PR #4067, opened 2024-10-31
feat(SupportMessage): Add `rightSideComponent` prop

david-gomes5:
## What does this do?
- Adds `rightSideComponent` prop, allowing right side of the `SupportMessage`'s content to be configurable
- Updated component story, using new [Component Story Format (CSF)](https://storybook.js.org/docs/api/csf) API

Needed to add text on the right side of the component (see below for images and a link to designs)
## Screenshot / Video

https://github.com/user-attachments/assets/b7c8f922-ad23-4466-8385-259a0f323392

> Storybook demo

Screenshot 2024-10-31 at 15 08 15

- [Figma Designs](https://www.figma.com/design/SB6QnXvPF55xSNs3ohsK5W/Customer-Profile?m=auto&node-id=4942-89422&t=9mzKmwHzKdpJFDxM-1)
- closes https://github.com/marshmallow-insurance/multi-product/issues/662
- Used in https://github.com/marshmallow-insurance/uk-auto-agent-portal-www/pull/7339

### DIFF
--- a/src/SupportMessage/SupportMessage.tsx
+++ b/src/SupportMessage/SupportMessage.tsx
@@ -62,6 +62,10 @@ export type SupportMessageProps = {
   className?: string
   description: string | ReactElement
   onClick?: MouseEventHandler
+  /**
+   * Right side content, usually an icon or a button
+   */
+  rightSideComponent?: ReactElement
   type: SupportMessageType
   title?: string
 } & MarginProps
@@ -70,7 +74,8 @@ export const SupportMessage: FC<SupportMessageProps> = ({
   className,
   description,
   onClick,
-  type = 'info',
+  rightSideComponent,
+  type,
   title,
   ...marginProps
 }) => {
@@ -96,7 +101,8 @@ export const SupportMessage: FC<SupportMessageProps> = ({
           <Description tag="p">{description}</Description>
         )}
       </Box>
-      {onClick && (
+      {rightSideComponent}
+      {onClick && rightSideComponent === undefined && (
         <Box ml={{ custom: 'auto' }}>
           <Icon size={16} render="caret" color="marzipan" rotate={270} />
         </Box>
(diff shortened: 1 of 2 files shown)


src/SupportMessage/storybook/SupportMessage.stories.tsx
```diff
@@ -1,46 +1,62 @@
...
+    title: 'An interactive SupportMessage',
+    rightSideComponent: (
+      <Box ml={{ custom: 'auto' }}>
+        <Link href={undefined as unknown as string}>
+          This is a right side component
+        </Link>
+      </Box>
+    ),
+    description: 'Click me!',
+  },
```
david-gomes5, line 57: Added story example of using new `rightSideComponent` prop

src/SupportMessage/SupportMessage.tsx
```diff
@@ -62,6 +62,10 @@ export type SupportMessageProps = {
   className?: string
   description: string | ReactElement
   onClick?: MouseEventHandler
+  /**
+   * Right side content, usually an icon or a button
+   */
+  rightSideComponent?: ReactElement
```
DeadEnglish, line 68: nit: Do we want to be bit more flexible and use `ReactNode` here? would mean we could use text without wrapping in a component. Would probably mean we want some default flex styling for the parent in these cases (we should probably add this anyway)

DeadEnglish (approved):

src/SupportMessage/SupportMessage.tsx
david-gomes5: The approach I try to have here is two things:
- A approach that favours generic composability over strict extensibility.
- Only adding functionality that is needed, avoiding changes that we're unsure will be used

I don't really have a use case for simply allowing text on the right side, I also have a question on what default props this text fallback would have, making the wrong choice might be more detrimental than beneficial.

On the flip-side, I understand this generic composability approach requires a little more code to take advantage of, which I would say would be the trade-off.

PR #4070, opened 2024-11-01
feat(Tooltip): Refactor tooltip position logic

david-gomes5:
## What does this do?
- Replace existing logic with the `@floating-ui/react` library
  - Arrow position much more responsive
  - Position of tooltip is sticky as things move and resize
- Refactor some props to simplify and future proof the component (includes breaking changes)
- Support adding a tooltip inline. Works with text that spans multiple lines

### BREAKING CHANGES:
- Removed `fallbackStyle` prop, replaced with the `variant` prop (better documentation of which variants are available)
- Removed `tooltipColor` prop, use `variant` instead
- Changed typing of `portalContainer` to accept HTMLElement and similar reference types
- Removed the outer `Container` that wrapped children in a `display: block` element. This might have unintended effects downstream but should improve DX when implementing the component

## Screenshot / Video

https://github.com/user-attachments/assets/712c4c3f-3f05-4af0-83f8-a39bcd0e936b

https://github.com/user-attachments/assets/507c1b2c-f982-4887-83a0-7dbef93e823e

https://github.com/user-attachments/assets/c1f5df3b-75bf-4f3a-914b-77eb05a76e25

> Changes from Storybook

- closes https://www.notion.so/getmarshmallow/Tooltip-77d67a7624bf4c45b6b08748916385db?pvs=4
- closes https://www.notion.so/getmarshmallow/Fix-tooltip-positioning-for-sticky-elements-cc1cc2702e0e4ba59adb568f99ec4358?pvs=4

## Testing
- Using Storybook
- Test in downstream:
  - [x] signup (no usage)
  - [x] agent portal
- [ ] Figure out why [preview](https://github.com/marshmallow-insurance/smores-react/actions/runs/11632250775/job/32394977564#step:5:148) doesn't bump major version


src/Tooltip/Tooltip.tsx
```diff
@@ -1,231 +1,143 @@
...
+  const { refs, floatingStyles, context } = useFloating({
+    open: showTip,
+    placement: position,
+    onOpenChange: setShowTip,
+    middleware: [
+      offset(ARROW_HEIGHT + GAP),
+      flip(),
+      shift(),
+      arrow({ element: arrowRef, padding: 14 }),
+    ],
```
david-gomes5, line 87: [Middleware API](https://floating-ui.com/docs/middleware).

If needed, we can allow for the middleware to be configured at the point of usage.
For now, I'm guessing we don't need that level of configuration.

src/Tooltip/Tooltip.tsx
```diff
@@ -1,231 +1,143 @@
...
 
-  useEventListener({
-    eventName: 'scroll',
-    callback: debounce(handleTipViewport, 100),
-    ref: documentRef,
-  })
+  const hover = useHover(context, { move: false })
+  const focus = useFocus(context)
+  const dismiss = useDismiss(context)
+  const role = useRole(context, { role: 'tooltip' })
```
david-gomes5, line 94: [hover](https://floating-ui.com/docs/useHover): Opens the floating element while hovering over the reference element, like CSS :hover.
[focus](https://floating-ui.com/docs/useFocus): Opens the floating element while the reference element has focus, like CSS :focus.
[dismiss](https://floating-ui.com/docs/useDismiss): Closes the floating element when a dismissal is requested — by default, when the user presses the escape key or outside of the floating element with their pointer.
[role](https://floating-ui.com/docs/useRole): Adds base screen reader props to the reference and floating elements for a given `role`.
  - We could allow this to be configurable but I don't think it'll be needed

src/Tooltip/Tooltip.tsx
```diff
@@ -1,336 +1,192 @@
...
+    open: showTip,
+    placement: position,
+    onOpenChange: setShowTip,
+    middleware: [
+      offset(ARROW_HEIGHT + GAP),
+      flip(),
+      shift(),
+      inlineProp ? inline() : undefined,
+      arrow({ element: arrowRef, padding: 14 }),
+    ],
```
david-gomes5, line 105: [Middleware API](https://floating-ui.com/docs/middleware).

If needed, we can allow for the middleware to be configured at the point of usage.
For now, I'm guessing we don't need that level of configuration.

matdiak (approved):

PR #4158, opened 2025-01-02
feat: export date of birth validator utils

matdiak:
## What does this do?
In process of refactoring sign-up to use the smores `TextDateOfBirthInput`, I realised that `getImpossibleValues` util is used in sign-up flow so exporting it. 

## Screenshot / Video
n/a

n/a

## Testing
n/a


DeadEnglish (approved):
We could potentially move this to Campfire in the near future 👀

## About this exercise
Word for word, write out each entry shown above.

## Response area
PR #4067, opened 2024-10-31
feat(SupportMessage): Add `rightSideComponent` prop

david-gomes5:
## What does this do?
- Adds `rightSideComponent` prop, allowing right side of the `SupportMessage`'s content to be configurable
- Updated component story, using new [Component Story Format (CSF)](https://storybook.js.org/docs/api/csf) API

Needed to add text on the right side of the component (see below for images and a link to designs)
## Screenshot / Video

https://github.com/user-attachments/assets/b7c8f922-ad23-4466-8385-259a0f323392

> Storybook demo

Screenshot 2024-10-31 at 15 08 15

- [Figma Designs](https://www.figma.com/design/SB6QnXvPF55xSNs3ohsK5W/Customer-Profile?m=auto&node-id=4942-89422&t=9mzKmwHzKdpJFDxM-1)
- closes https://github.com/marshmallow-insurance/multi-product/issues/662
- Used in https://github.com/marshmallow-insurance/uk-auto-agent-portal-www/pull/7339

### DIFF
--- a/src/SupportMessage/SupportMessage.tsx
+++ b/src/SupportMessage/SupportMessage.tsx
@@ -62,6 +62,10 @@ export type SupportMessageProps = {
   className?: string
   description: string | ReactElement
   onClick?: MouseEventHandler
+  /**
+   * Right side content, usually an icon or a button
+   */
+  rightSideComponent?: ReactElement
   type: SupportMessageType
   title?: string
 } & MarginProps
@@ -70,7 +74,8 @@ export const SupportMessage: FC<SupportMessageProps> = ({
   className,
   description,
   onClick,
-  type = 'info',
+  rightSideComponent,
+  type,
   title,
   ...marginProps
 }) => {
@@ -96,7 +101,8 @@ export const SupportMessage: FC<SupportMessageProps> = ({
           <Description tag="p">{description}</Description>
         )}
       </Box>
-      {onClick && (
+      {rightSideComponent}
+      {onClick && rightSideComponent === undefined && (
         <Box ml={{ custom: 'auto' }}>
           <Icon size={16} render="caret" color="marzipan" rotate={270} />
         </Box>
(diff shortened: 1 of 2 files shown)


src/SupportMessage/storybook/SupportMessage.stories.tsx
```diff
@@ -1,46 +1,62 @@
...
+    title: 'An interactive SupportMessage',
+    rightSideComponent: (
+      <Box ml={{ custom: 'auto' }}>
+        <Link href={undefined as unknown as string}>
+          This is a right side component
+        </Link>
+      </Box>
+    ),
+    description: 'Click me!',
+  },
```
david-gomes5, line 57: Added story example of using new `rightSideComponent` prop

src/SupportMessage/SupportMessage.tsx
```diff
@@ -62,6 +62,10 @@ export type SupportMessageProps = {
   className?: string
   description: string | ReactElement
   onClick?: MouseEventHandler
+  /**
+   * Right side content, usually an icon or a button
+   */
+  rightSideComponent?: ReactElement
```
DeadEnglish, line 68: nit: Do we want to be bit more flexible and use `ReactNode` here? would mean we could use text without wrapping in a component. Would probably mean we want some default flex styling for the parent in these cases (we should probably add this anyway)

DeadEnglish (approved):

src/SupportMessage/SupportMessage.tsx
david-gomes5: The approach I try to have here is two things:
- A approach that favours generic composability over strict extensibility.
- Only adding functionality that is needed, avoiding changes that we're unsure will be used

I don't really have a use case for simply allowing text on the right side, I also have a question on what default props this text fallback would have, making the wrong choice might be more detrimental than beneficial.

On the flip-side, I understand this generic composability approach requires a little more code to take advantage of, which I would say would be the trade-off.

PR #4070, opened 2024-11-01
feat(Tooltip): Refactor tooltip position logic

david-gomes5:
## What does this do?
- Replace existing logic with the `@floating-ui/react` library
  - Arrow position much more responsive
  - Position of tooltip is sticky as things move and resize
- Refactor some props to simplify and future proof the component (includes breaking changes)
- Support adding a tooltip inline. Works with text that spans multiple lines

### BREAKING CHANGES:
- Removed `fallbackStyle` prop, replaced with the `variant` prop (better documentation of which variants are available)
- Removed `tooltipColor` prop, use `variant` instead
- Changed typing of `portalContainer` to accept HTMLElement and similar reference types
- Removed the outer `Container` that wrapped children in a `display: block` element. This might have unintended effects downstream but should improve DX when implementing the component

## Screenshot / Video

https://github.com/user-attachments/assets/712c4c3f-3f05-4af0-83f8-a39bcd0e936b

https://github.com/user-attachments/assets/507c1b2c-f982-4887-83a0-7dbef93e823e

https://github.com/user-attachments/assets/c1f5df3b-75bf-4f3a-914b-77eb05a76e25

> Changes from Storybook

- closes https://www.notion.so/getmarshmallow/Tooltip-77d67a7624bf4c45b6b08748916385db?pvs=4
- closes https://www.notion.so/getmarshmallow/Fix-tooltip-positioning-for-sticky-elements-cc1cc2702e0e4ba59adb568f99ec4358?pvs=4

## Testing
- Using Storybook
- Test in downstream:
  - [x] signup (no usage)
  - [x] agent portal
- [ ] Figure out why [preview](https://github.com/marshmallow-insurance/smores-react/actions/runs/11632250775/job/32394977564#step:5:148) doesn't bump major version


src/Tooltip/Tooltip.tsx
```diff
@@ -1,231 +1,143 @@
...
+  const { refs, floatingStyles, context } = useFloating({
+    open: showTip,
+    placement: position,
+    onOpenChange: setShowTip,
+    middleware: [
+      offset(ARROW_HEIGHT + GAP),
+      flip(),
+      shift(),
+      arrow({ element: arrowRef, padding: 14 }),
+    ],
```
david-gomes5, line 87: [Middleware API](https://floating-ui.com/docs/middleware).

If needed, we can allow for the middleware to be configured at the point of usage.
For now, I'm guessing we don't need that level of configuration.

src/Tooltip/Tooltip.tsx
```diff
@@ -1,231 +1,143 @@
...
 
-  useEventListener({
-    eventName: 'scroll',
-    callback: debounce(handleTipViewport, 100),
-    ref: documentRef,
-  })
+  const hover = useHover(context, { move: false })
+  const focus = useFocus(context)
+  const dismiss = useDismiss(context)
+  const role = useRole(context, { role: 'tooltip' })
```
david-gomes5, line 94: [hover](https://floating-ui.com/docs/useHover): Opens the floating element while hovering over the reference element, like CSS :hover.
[focus](https://floating-ui.com/docs/useFocus): Opens the floating element while the reference element has focus, like CSS :focus.
[dismiss](https://floating-ui.com/docs/useDismiss): Closes the floating element when a dismissal is requested — by default, when the user presses the escape key or outside of the floating element with their pointer.
[role](https://floating-ui.com/docs/useRole): Adds base screen reader props to the reference and floating elements for a given `role`.
  - We could allow this to be configurable but I don't think it'll be needed

src/Tooltip/Tooltip.tsx
```diff
@@ -1,336 +1,192 @@
...
+    open: showTip,
+    placement: position,
+    onOpenChange: setShowTip,
+    middleware: [
+      offset(ARROW_HEIGHT + GAP),
+      flip(),
+      shift(),
+      inlineProp ? inline() : undefined,
+      arrow({ element: arrowRef, padding: 14 }),
+    ],
```
david-gomes5, line 105: [Middleware API](https://floating-ui.com/docs/middleware).

If needed, we can allow for the middleware to be configured at the point of usage.
For now, I'm guessing we don't need that level of configuration.

matdiak (approved):

PR #4158, opened 2025-01-02
feat: export date of birth validator utils

matdiak:
## What does this do?
In process of refactoring sign-up to use the smores `TextDateOfBirthInput`, I realised that `getImpossibleValues` util is used in sign-up flow so exporting it. 

## Screenshot / Video
n/a

n/a

## Testing
n/a


DeadEnglish (approved):
We could potentially move this to Campfire in the near future 👀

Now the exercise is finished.